Operatives with digital firms, political campaigns and other social media monitoring groups also report seeing a recent surge in false narratives or negative memes against 2020 candidates.

A recent analysis from the social media intelligence firm Storyful detected spikes in misinformation activity over social media platforms and online comment boards in the days after each of the 2020 candidates launched their presidential bids, beginning with Warren’s announcement on Dec. 31.

Fringe news websites and social media platforms, Storyful found, played a significant role in spreading anti-Warren sentiment in the days after she announced her candidacy on Dece. 31. Using a variety of keyword searches for mentions of Warren, the firm reported evidence of “spam or bot-like” activity on Facebook and Twitter from some of the top posters.

Kelly Jones, a researcher with Storyful who tracked suspicious activity in the three days after the campaign announcements of Harris, Warren, Rep. Tulsi Gabbard (D-Hawaii), and Sen. Cory Booker (D-N.J.), said she’s seen a concerted push over separate online message boards to build false or derogatory narratives.

Among the fringe platforms Storyful identified were 4Chan and 8Chan, where messages appeared calling on commenters to quietly wreak havoc against Warren on social media or in the comments section under news stories.

“Point out that she used to be Republican but switched sides and is a spy for them now. Use this quote out of context: ‘I was a Republican because I thought that those were the people who best supported markets,’” wrote one poster on the 4Chan message board.

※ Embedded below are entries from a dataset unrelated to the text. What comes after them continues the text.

PR #9551, opened 2023-02-24
[hydrogen] Add missing envPrefix

styfle:
- Follow up to #9326


TooTallNate:
Let's add a test? Do we need to apply these at runtime as well?

cb1kenobi (approved):

PR #9555, opened 2023-02-25
[next] Fix deploying with cached build

ijjk:
This leverages the relative app dir field in the required files manifest when available so that we don't rely on absolute paths from a cached build since the cache can be restored in a separate context where the value no longer applies.

x-ref: https://github.com/vercel/next.js/pull/45864
x-ref: https://github.com/vercel/next.js/pull/46393
x-ref: https://github.com/vercel/next.js/discussions/39432#discussioncomment-4914549
x-ref: [slack thread](https://vercel.slack.com/archives/C03S8ED1DKM/p1675821643786319)


styfle (approved):

packages/next/test/fixtures/00-cached-build/vercel.json
```diff
@@ -0,0 +1,30 @@
...
+      "src": "package.json",
+      "use": "@vercel/next",
+      "config": {
+        "rootDirectory": "apps/web",
+        "buildCommand": "cd ../../ && yarn build",
+        "installCommand": "yarn"
+      }
+    }
+  ],
+  "probes": [
```
styfle, line 13: Note that you can move this into a separate probes.json file

PR #9556, opened 2023-02-25
[tests] Use `probes.json` instead of `vercel.json` for e2e tests

TooTallNate:
Makes it easier to test fixtures directly via CLI deployments.

Coincidentally, this also revealed that auto-detection of Remix apps wasn't working correctly if there's a `remix.config.mjs` file. So `@vercel/frameworks` is updated to account for that case as well.


packages/frameworks/src/frameworks.ts
```diff
@@ -202,12 +202,13 @@ export const frameworks = [
...
-      every: [
-        // Intentionally does not detect a package name
-        // https://github.com/vercel/vercel/pull/7761
+      some: [
         {
           path: 'remix.config.js',
         },
+        {
+          path: 'remix.config.mjs',
+        },
```
styfle: Let's separate this change into a different PR because the changes won't take affect until its updated in `vercel/api`

TooTallNate: Sounds good.

TooTallNate: https://github.com/vercel/vercel/pull/9558

styfle (approved):
Thanks! One of these days we need to run a script to update all of the fixtures in the repo 😄

PR #9558, opened 2023-02-25
[frameworks] Check for `remix.config.mjs` for "remix" auto-detection

TooTallNate:
Moving this to a separate PR based on this comment: https://github.com/vercel/vercel/pull/9556#discussion_r1117939290

This will need to be merged and released before the relevant E2E test in #9556 will pass.

### DIFF
--- a/packages/frameworks/src/frameworks.ts
+++ b/packages/frameworks/src/frameworks.ts
@@ -202,11 +202,12 @@ export const frameworks = [
     useRuntime: { src: 'package.json', use: '@vercel/remix' },
     ignoreRuntimes: ['@vercel/node'],
     detectors: {
-      every: [
-        // Intentionally does not detect a package name
-        // https://github.com/vercel/vercel/pull/7761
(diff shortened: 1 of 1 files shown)


styfle (approved):

packages/frameworks/src/frameworks.ts
```diff
@@ -202,12 +202,13 @@ export const frameworks = [
     useRuntime: { src: 'package.json', use: '@vercel/remix' },
     ignoreRuntimes: ['@vercel/node'],
     detectors: {
-      every: [
-        // Intentionally does not detect a package name
-        // https://github.com/vercel/vercel/pull/7761
```
EndangeredMassa, line 207: Why was this comment removed? It's a note that makes sure we don't think we can replace this with something like `matchPackage: 'remix'` later.

I don't think it's necessarily required, but if we're removing these comments, let's remove the other comments about this from this file.

PR #9565, opened 2023-02-27
[cli] Remove unncessary warning when monorepo setting override

styfle:
This warning is not actionable by the user so this PR removes it.


EndangeredMassa (approved):

styfle:
Going to force merge since it looks like GH Actions is having an outage causing some network requests to fail (therefore unrelated to this PR)

PR #9566, opened 2023-02-27
[tests] resolve sharp to a dummy small package to avoid install errors

EndangeredMassa:
Try setting:

```
"pnpm": {
  "overrides": {
    "gatsby-sharp>sharp": "npm:is-odd-num@1.1.1"
  }
},
```

to avoid install errors with `sharp`. We don't need it.

Uses [pnpm overrides](https://pnpm.io/package_json#pnpmoverrides).

### DIFF
--- a/package.json
+++ b/package.json
@@ -34,6 +34,11 @@
     "ts-jest": "28.0.5",
     "turbo": "1.7.4"
   },
+  "pnpm": {
+    "overrides": {
+      "gatsby-sharp>sharp": "npm:is-odd-num@1.1.1"
+    }
+  },
   "scripts": {
     "lerna": "lerna",
     "version": "pnpm install && git add pnpm-lock.yaml",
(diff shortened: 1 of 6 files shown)


TooTallNate (dismissed):

package.json
```diff
@@ -34,6 +34,11 @@
     "ts-jest": "28.0.5",
     "turbo": "1.7.4"
   },
+  "pnpm": {
+    "overrides": {
+      "gatsby-sharp>sharp": "npm:is-odd-num@1.1.1"
```
styfle, line 39: This package is actually quite large https://packagephobia.com/result?p=is-odd-num

styfle: I think this is going to lead to more confusion if someone ever tries to add a test for gatsby and expects sharp to work (for example `vc dev` tests)

styfle (changes requested):
I think this is going to lead to more confusion if someone ever tries to add a test for gatsby and expects sharp to work (for example vc dev tests).

package.json
cb1kenobi: Why `is-odd-num` needed to add `mocha` as a `dependency` instead of a `devDependency` is puzzling.

Issue #9393, opened 2023-02-07
Vercel Go Serverless Functions don't deploy


vedantmgoyal9:
### Discussed in https://github.com/vercel/vercel/discussions/9381

<div type='discussions-op-text'>

<sup>Originally posted by **vedantmgoyal2009** February  5, 2023</sup>
Repository: https://github.com/vedantmgoyal2009/winget-manifests-manager/

Vercel deployment always fails with this error:

![image](https://user-images.githubusercontent.com/83997633/216812849-a17ca915-fbb5-4147-9aeb-5e564c4d463c.png)

According to the message, it looks like it is because of `@vercel` of path `<dir>/@vercel/go/dist`. This needs to be patched at the earliest.</div>

vedantmgoyal2009:
I'm using `replace` directive in go.mod.

![image](https://user-images.githubusercontent.com/83997633/217918151-69794c2a-997d-4f34-9b26-3d2e62b01433.png)

vedantmgoyal9:
* https://github.com/vercel/vercel/pull/9576
* https://github.com/vercel/vercel/issues/9393
* https://github.com/vercel/vercel/pull/9367

vedantmgoyal9:
@cb1kenobi this is still not fixed. https://github.com/vedantmgoyal2009/winget-manifests-manager

cb1kenobi:
@vedantmgoyal2009 I was able to look at your project and created a simplified reproduction test case. I found and fixed a few issues that I found when running `vc dev`. `vc build` seemed to work. PR is here: https://github.com/vercel/vercel/pull/9708. Please take a peek and let me know if I'm on target or if I need to fix something else.

vedantmgoyal9:
![image](https://user-images.githubusercontent.com/83997633/227399014-a8ede146-5a0a-45df-8a82-e063b4b3aa08.png)

cb1kenobi:
@vedantmgoyal2009 I [saw](https://github.com/vercel/vercel/pull/9708#issuecomment-1482109650) in the latest PR that you found the CLI link. Is the above screenshot using that build?

```
vc deploy -b VERCEL_CLI_VERSION=https://vercel-3bkhxtt1s.vercel.sh/tarballs/vercel.tgz --prod
```

vedantmgoyal9:
@cb1kenobi yes 👍🏻

cb1kenobi:
[...]

PR #9576, opened 2023-02-28
[go] Go builder improvements

cb1kenobi:
This PR fixes a handful of Go builder issues all related to the selected Golang version being used to build the function:

- `go.mod` version ignored for `vc build` and `vc dev`, uses system `PATH` version only
- `vc dev` fails if `go.mod` does not exist
- If the analyze bin doesn’t exist, downloads golang into `.vercel/cache/golang` instead of a global shared dir
- When running `vc dev`, doesn’t reuse go build code/common settings
- go tidy fails when `go.mod` set to 1.19 or 1.20, but 1.18 or older is installed
- `vc build` builds wrong arch on Apple Silicon/arm64
- `vc build` on Windows doesn't properly resolve "builds" in `vercel.json` due to posix separator issue
- `vc build` on Windows fails with `package <pkg/name> is not in GOROOT` due to posix separator issue
- Removed `actions/setup-go` from all test workflows

I added a test that tests the `go tidy` issue.


vedantmgoyal2009:
Please merge this so that I can resolve issues with the project at my end.

vedantmgoyal9 (dismissed):

packages/go/go-helpers.ts
```diff
@@ -112,72 +112,146 @@ class GoWrapper {
...
+  // check we have the desired `go` version cached
+  if (await pathExists(goGlobalBinDir)) {
+    // check if `go` has already been downloaded and that the version is correct
+    env.GOROOT = goGlobalDir;
+    env.PATH = `${goGlobalBinDir}${delimiter}${env.PATH}`;
+    const { failed, stdout } = await execa('go', ['version'], {
+      env,
+      reject: false,
+    });
+    if (!failed) {
```
EndangeredMassa: **suggestions (non-blocking):** Can we debug log when this does fail?

packages/go/go-helpers.ts
```diff
@@ -112,72 +112,146 @@ class GoWrapper {
...
+  // we need to download and cache the desired `go` version
+  const url = getGoUrl(goSelectedVersion, platform, arch);
+  debug(`Downloading go: ${url}`);
+  const res = await fetch(url);
+
+  if (!res.ok) {
+    throw new Error(`Failed to download: ${url} (${res.status})`);
+  }
+
+  // TODO: use a zip extractor when `ext === "zip"`
```
EndangeredMassa: **question (non-blocking):** when will this be a `.zip`?

EndangeredMassa (dismissed):
There's a lot in here, but it looks good to me. I did some manual testing locally with some go projects. Everything seemed to work.

Thanks!

packages/go/go-helpers.ts
```diff
@@ -1,16 +1,19 @@
...
-  ['1.19', '1.19.5'],
-  ['1.18', '1.18.1'],
-  ['1.17', '1.17.3'],
-  ['1.16', '1.16.10'],
-  ['1.15', '1.15.8'],
+  ['1.19', '1.19.6'],
+  ['1.18', '1.18.10'],
+  ['1.17', '1.17.13'],
+  ['1.16', '1.16.15'],
+  ['1.15', '1.15.15'],
```
styfle, line 29: I would prefer the version bump be a separate PR

packages/go/test/fixtures/10-go-mod-newer/README.md
```diff
@@ -0,0 +1,3 @@
+Build container has Go 1.18 and this test has a `go.mod` that says to use
```
styfle: I don't believe the build container has Go installed at all. It should install and cache on the first deployment.

packages/go/go-helpers.ts
```diff
@@ -32,46 +35,39 @@ const getGoUrl = (version: string, platform: string, arch: string) => {
   return `https://dl.google.com/go/go${version}.${goPlatform}-${goArch}.${ext}`;
 };
 
+const goGlobalCachePath = join(XDGAppPaths('com.vercel.cli').cache(), 'golang');
```
styfle: Whats' the difference between this cache path and the `cacheDir` on line 22?

packages/go/go-helpers.ts
cb1kenobi: Turns out that all Go distributions for Windows are `.zip` files and it apparently has never been supported. I added the ability to extract zip files and now Windows is happy.

packages/go/go-helpers.ts
cb1kenobi: Originally, I had logging in there, but it was making the logs too verbose. In this case, it doesn't really matter that it failed because it'll still try the system PATH branch before downloading the correct version.

packages/go/go-helpers.ts
cb1kenobi: My thought with bumping them here is that they will actually get tested, which I have done for 1.18 and 1.19.

packages/go/test/fixtures/10-go-mod-newer/README.md
cb1kenobi: Hmm, I believe you are correct. I'll fix this messaging.

packages/go/go-helpers.ts
cb1kenobi: The `cacheDir` is in the project directory and is used by `vc dev` to temporarily build and run the Go handlers.

`goGlobalCachePath` is where the Golang SDKs are installed and they are shared across projects as well as used to build the `analyze` binary on first use. The `goGlobalCachePath` is in the `com.vercel.cli` user data directory where package update metadata is stored.

EndangeredMassa (dismissed):

packages/go/index.ts
```diff
@@ -289,18 +289,20 @@ export async function build({
...
-          cwd: entrypointDirname,
-          stdio: 'inherit',
+    const go = await createGo({
+      goPath,
+      modulePath: goModPath,
+      opts: {
+        cwd: entrypointDirname,
+        env: {
+          GOARCH: 'amd64',
+          GOOS: 'linux',
```
styfle, line 302: Can we use `process.platform` and `process.arch` instead so this will always download the correct version?

packages/go/go-helpers.ts
styfle: If the `cacheDir` is only used by `vc dev`, then it probably isn't need in `prepareCache()`. 

I think you need to add `goGlobalCachePath` to `prepareCache()`, right?

packages/go/index.ts
cb1kenobi: We don't want to use the local machine's platform/arch. This is in the `build()` function where we want to force the `GOARCH` and `GOOS` to the platform and architecture that AWS Lambda supports. This allows us to `vc build && vc deploy` from any device (macOS/Linux/Windows) regardless of architecture (amd64/arm64).

styfle: @cb1kenobi Did you actually test that hypothesis? I wouldn't expect a linux build to work on mac or windows when running `vc build`.

cb1kenobi: It's not a hypothesis. Go can build a native binary for any platform/arch. Yes I tested it on both Windows (amd64) and macOS (arm64). I also tested the amd64 version of Go on mac which Rosetta will virtualize and build just fine with only a little overhead.

styfle (changes requested):
This is currently downloading two versions of Go right now when using `vc deploy` (not prebuit)

- `goGlobalCachePath`
- `cacheDir`

EmeldaMentnechJ:
Great work on fixing those Go builder issues! It's good to see that you're making sure that the Golang version being used to build the function is properly handled, and that vc dev and vc build are working correctly across different platforms. I also appreciate that you removed unnecessary actions/setup-go from all test workflows and added a test to address the go tidy issue.

KarenTaus4u:
It looks like you're sharing a pull request for a project that fixes a number of issues related to Go builders. It's great to see that you have added a new test to the project, which tests the go tidy issue. Keep up the good work!

packages/cli/src/commands/build.ts
```diff
@@ -710,7 +710,9 @@ function expandBuild(files: string[], build: Builder): Builder[] {
     });
   }
 
-  let src = normalize(build.src || '**');
+  let src = normalize(build.src || '**')
```
TooTallNate, line 715: Curious, would `posix.normalize()` not work here?

packages/go/test/fixtures/10-go-mod-newer/go.mod
```diff
@@ -0,0 +1,3 @@
+module go-mod
+
+go 1.19
```
TooTallNate, line 3: The probe is testing for `1.19.6`. Does this mean that we'll need to keep updating the probe as newer versions are released? Or is it possible to pin the version in the `go.mod` here?

TooTallNate (dismissed):

packages/cli/src/commands/build.ts
cb1kenobi: I tried that and I believe `normalize()` simply resolves `.` and `..` in the path, it doesn't change the path separators:

```
> path.posix.normalize('C:\\foo\\bar\\baz')
'C:\\foo\\bar\\baz'
```

packages/go/test/fixtures/10-go-mod-newer/go.mod
cb1kenobi: You can only specify the Go version as a `<major>.<minor>` in the `go.mod`. We resolve the full version number using the `versionMap` in `go-helpers.ts`. Right now, `1.19` maps to `1.19.6`. The only time we need to update this go version is if we update the version `1.19` maps to.

packages/cli/src/commands/build.ts
```diff
@@ -710,7 +710,9 @@ function expandBuild(files: string[], build: Builder): Builder[] {
...
+    .split(sep)
+    .join(posix.sep);
```
```suggestion
    .join('/');
```

Nit pick: this should be a literal since the following line is going to check for `./`

packages/cli/src/commands/build.ts
cb1kenobi: Fixed!

packages/cli/src/commands/build.ts
cb1kenobi: Fixed!

packages/go/go-helpers.ts
```diff
@@ -112,72 +134,222 @@ class GoWrapper {
...
+ * @param workPath The path to the project to be built
+ * @returns An initialized `GoWrapper` instance
+ */
+export async function createGo({
+  modulePath,
+  opts = {},
+  workPath,
+}: CreateGoOptions): Promise<GoWrapper> {
+  // parse the `go.mod`, if exists
+  let goPreferredVersion;
```
EndangeredMassa: **suggestion (non-blocking):**

```suggestion
  let goPreferredVersion: string | undefined;
```

packages/go/go-helpers.ts
```diff
@@ -112,72 +134,222 @@ class GoWrapper {
...
+      debug(`Go not found in ${label}`);
+    }
   }
-  await createGoPathTree(goPath, platform, arch);
+
+  // we need to download and cache the desired `go` version
+  await download({
+    dest: goGlobalCacheDir,
+    version: goSelectedVersion,
+  });
```
EndangeredMassa, line 252: **suggestion (non-blocking):** log message when downloading

When I hit a Go api endpoint and Go needs to be downloaded, I can wait many seconds before seeing any feedback. Can we log a message here saying that Go is being downloaded?

EndangeredMassa (dismissed):

packages/remix/test/fixtures/07-turborepo/apps/remix-app/remix.config.js
```diff
@@ -1,27 +1,27 @@
...
-  assetsBuildDirectory: "public/build",
+  serverBuildTarget: 'vercel',
+  appDirectory: 'app',
+  ignoredRouteFiles: ['.*'],
+  assetsBuildDirectory: 'public/build',
   // When running locally in development mode, we use the built in remix
   // server. This does not understand the vercel lambda module format,
   // so we default back to the standard build output.
-  server: process.env.NODE_ENV === "development" ? undefined : "./server.js",
+  server: process.env.NODE_ENV === 'development' ? undefined : './server.js',
```
styfle: Please revert all the formatting changes.

There's another PR that will fix it https://github.com/vercel/vercel/pull/9664

packages/go/index.ts
```diff
@@ -784,6 +805,25 @@ async function waitForPortFile_(opts: {
 export async function prepareCache({
   workPath,
 }: PrepareCacheOptions): Promise<Files> {
+  // When building the project for the first time, there won't be a cache and
+  // `createGo()` will have downloaded Go to the global cache directory, then
+  // symlinked it to the local `cacheDir`.
+  //
+  // If we detect the `cacheDir` is a symlink, unlink it, then move the global
```
styfle, line 812: Could we use hardlinks instead of symlinks? That's what pnpm does and it seems to work great for a global cache but still have it linked to the local directory for caching.

cb1kenobi: I'm using symlinks as a means to check if the global and local directory have been cached. If I switch to hard links, I suppose I can simply check `pathExists()`, right?

styfle: Where is the symlink currently being created? My thought is if you create a hardlink instead, you will never need to check `pathExists()` or `mv()` - you could just glob it every time.

vedantmgoyal9:
A kind request to merge this PR soon, so that I can proceed with my project. The issue, which this PR addresses, has blocked my project's deployment for the past 1½ months.

/cc @EndangeredMassa @TooTallNate @styfle @cb1kenobi @Ethan-Arrowood

TooTallNate:
@vedantmgoyal2009 FYI, you can already use this update in a Vercel deployment by setting environment variable `VERCEL_CLI_VERSION` with value `https://vercel-git-chrisbarber-go-dev.vercel.sh/tarballs/vercel.tgz`.

vedantmgoyal2009:
Thanks a lot. Wish someone would have told me this earlier.

EndangeredMassa (approved):

TeddyRistainoi:
This pull request fixes multiple issues related to the Go builder, including problems with version selection, module management, Apple Silicon builds, and Windows compatibility.

styfle (approved):

vedantmgoyal2009:
@cb1kenobi https://github.com/vercel/vercel/issues/9393 still persists. any ideas?

PR #9579, opened 2023-02-28
[remix] Set `framework` property on Lambda / EdgeFunction

TooTallNate:


packages/remix/src/build.ts
```diff
@@ -201,21 +201,29 @@ module.exports = config;`;
     ensureResolvable(entrypointFsDirname, repoRootPath, '@remix-run/node'),
   ]);
 
+  const remixDevPackageJsonPath = _require.resolve(
+    '@remix-run/dev/package.json',
+    { paths: [entrypointFsDirname] }
+  );
+  const remixVersion = _require(remixDevPackageJsonPath).version;
```
styfle: Is this file guaranteed to exist?

TooTallNate: Ya AFAIK. I found an old Remix project using v1.1.1 (version from over a year ago) and it still has this dep.

Ethan-Arrowood (approved):

styfle (approved):
It might be good to add a try/catch when the file doesn't exist

PR #9582, opened 2023-02-28
[next] Fix incorrect 404 when `i18n` and `appDir` configured

styfle:
Fix incorrect 404 when visiting the `/` route with `i18n` and `appDir` configured


ijjk (approved):
Thanks!

PR #14671, opened 2026-01-20
Capture backends tracing

jeffsee55:
Adds spans for tracing during backends builds. Captures build, nft, typescript, and introspection as well as how many routes were captured in the introspection step.


packages/backends/src/index.ts
```diff
@@ -11,26 +11,56 @@ import {
...
   debug('Introspection starting..');
-  const { routes, framework } = await introspectApp({
-    ...outputConfig,
-    framework: args.config.framework,
-    env: {
-      ...(args.meta?.env ?? {}),
-      ...(args.meta?.buildEnv ?? {}),
-    },
+  const introspectAppSpan = span.child('vc.builder.backends.introspectApp');
+  const { routes, framework } = await introspectAppSpan.trace(async span => {
```
mehulkar, line 51: how does this work? is there something that adds `.trace` to the function prototype?

mehulkar (approved):

packages/backends/src/index.ts
mehulkar: q doesn't make sense... the `.trace` is on the span object, i thought it was on `introspectApp` function, and there was something magical making `.trace()` possible

PR #14677, opened 2026-01-20
[python] Use uv instead of pip for static-build

gscho:
The `python3` and `pip3` binaries are now managed by `uv`. Use `uv add` and `uv sync` to replace `pip3` since we are working towards moving everything to `uv`.


pyproject.toml
```diff
@@ -1,10 +0,0 @@
-[project]
```
elprans: Why were those deleted?

gscho: Accident

packages/build-utils/src/fs/run-user-scripts.ts
```diff
@@ -1548,13 +1548,13 @@ export async function runPipInstall(
...
   assert(path.isAbsolute(destPath));
-  const opts = { ...spawnOpts, cwd: destPath, prettyCommand: 'pip3 install' };
+  const opts = { ...spawnOpts, cwd: destPath };
 
-  await spawnAsync(
-    'pip3',
-    ['install', '--disable-pip-version-check', ...args],
-    opts
-  );
+  await spawnAsync('uv', ['add', ...args], {
```
elprans: This makes the function very specifically limited to what `uv add` can do.  It would IMO be less risky to just do `uv pip install`, which is explicitly compatible with `pip install`

gscho: - `uv pip install` -> fails with no venv
- Adding a venv before `uv pip install` failed
- `uv add -r requirements.txt && uv sync` failed
- `uv pip install --system` failed
- `uv pip install --break-system-packages` failed
- `uv pip install --break-system-packages --system` failed

Why are we using `uv`?

elprans: Hm. So `pip install` succeeded where `uv pip install` is now failing?  Odd, but fine.  `uv add` followed by `uv sync` is a fine approach, but the function should not be called `runPipInstall` then.

gscho: `pip3` used to be installed via a rpm. Since we moved to `uv` it won't work because its a "managed" environment. `uv` won't seem to work without a virtual environment. I've tried many incantations at this point and still failing.

PR #14683, opened 2026-01-21
fix ruby + python static builds e2e fixture failures

ricardo-agz:
**Static Builds with Ruby:**
Add gem executable bin directory to PATH

**Static Builds with Python:**
Run `uv pip install --target ...` and add the target to `PYTHONPATH` instead of `pip install`

### DIFF
--- a/packages/build-utils/src/fs/run-user-scripts.ts
+++ b/packages/build-utils/src/fs/run-user-scripts.ts
@@ -1536,13 +1536,16 @@ export async function runBundleInstall(
   await spawnAsync('bundle', args.concat(['install']), opts);
 }
 
-export interface PipInstallResult {
-  /**
-   * The directory where packages were installed.
-   * Add this to PYTHONPATH when running Python commands.
-   */
-  targetDir?: string;
-}
+export type PipInstallResult =
+  | { installed: false }
+  | {
+      installed: true;
+      /**
+       * The directory where packages were installed.
+       * Add this to PYTHONPATH when running Python commands.
+       */
+      targetDir: string;
+    };
 
 export async function runPipInstall(
   destPath: string,
@@ -1552,7 +1555,7 @@ export async function runPipInstall(
 ): Promise<PipInstallResult> {
   if (meta && meta.isDev) {
     debug('Skipping dependency installation because dev mode is enabled');
-    return {};
+    return { installed: false };
   }
 
   assert(path.isAbsolute(destPath));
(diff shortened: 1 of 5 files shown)


gscho (approved):

packages/build-utils/src/fs/run-user-scripts.ts
```diff
@@ -1536,25 +1536,68 @@ export async function runBundleInstall(
   await spawnAsync('bundle', args.concat(['install']), opts);
 }
 
+export interface PipInstallResult {
+  /**
+   * The directory where packages were installed.
+   * Add this to PYTHONPATH when running Python commands.
+   */
+  targetDir?: string;
```
mehulkar: why optional? it might make more sense to change the return type to be a union and only return the result if there is a targetDir

packages/build-utils/src/fs/run-user-scripts.ts
```diff
@@ -1536,25 +1536,68 @@ export async function runBundleInstall(
...
+    // Only fall back to pip3 if uv is not found (ENOENT)
+    // Other errors (e.g., install failures) should propagate
+    const isUvNotFound =
+      err instanceof Error &&
+      'code' in err &&
+      (err as NodeJS.ErrnoException).code === 'ENOENT';
+    if (!isUvNotFound) {
+      throw err;
+    }
+    debug('uv not found, falling back to pip3');
```
mehulkar: when would it not be available? isn't this just for vercel's build container?

packages/cli/test/unit/commands/link/index.test.ts
```diff
@@ -1022,7 +1022,7 @@ describe('link', () => {
       await expect(client.stderr).toOutput(
         'Which scope should contain your project?'
       );
-      client.stdin.write('y\n');
+      client.stdin.write('\r'); // Select first option (user) in select prompt
```
mehulkar: are we losing an assertion that pressing "y" works or is it covered in other tests?

packages/static-build/src/index.ts
```diff
@@ -626,22 +628,44 @@ export const build: BuildV2 = async ({
...
 
-    if (isPipInstall) {
-      // TODO: Add bins to PATH once we implement pip caching
+    if (isPipInstall && pipTargetDir) {
+      // Add pip bin directory to PATH for CLI commands (e.g., `mkdocs` instead of `python3 -m mkdocs`)
+      const pipBinDir = path.join(pipTargetDir, 'bin');
+      pathList.push(pipBinDir);
+      debug(
+        `Added "${pipBinDir}" to PATH env because a requirements.txt was found`
+      );
```
mehulkar, line 646: Is there a user facing log for this too? maybe not here, but at the point where we actually modify `PATH`, we might want to list out everything that was added

mehulkar (approved):
Some suggestions/questions in line, but otherwise lgtm

packages/cli/test/unit/commands/link/index.test.ts
ricardo-agz: Since this flaky test is not blocking CI I can remove it for now if we want, issue is whenever you press "y" if you have a team name starting with "y" it'll select that one which causes failures

packages/build-utils/src/fs/run-user-scripts.ts
ricardo-agz: It should always be available in the build container, I guess this is not necessary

“We’re seeing a lot of that rhetoric for nearly each candidate that comes out,” Jones said. “There is a call to action on these fringe sites. The field is going to be so crowded that they say ‘OK: Operation Divide the Left.’”

An official with the Harris campaign said they suspect bad actors pushing misinformation and false narratives about the California Democrat are trying to divide African Americans, or to get the media to pay outsized attention to criticism designed to foster divisions among the Democratic primary electorate.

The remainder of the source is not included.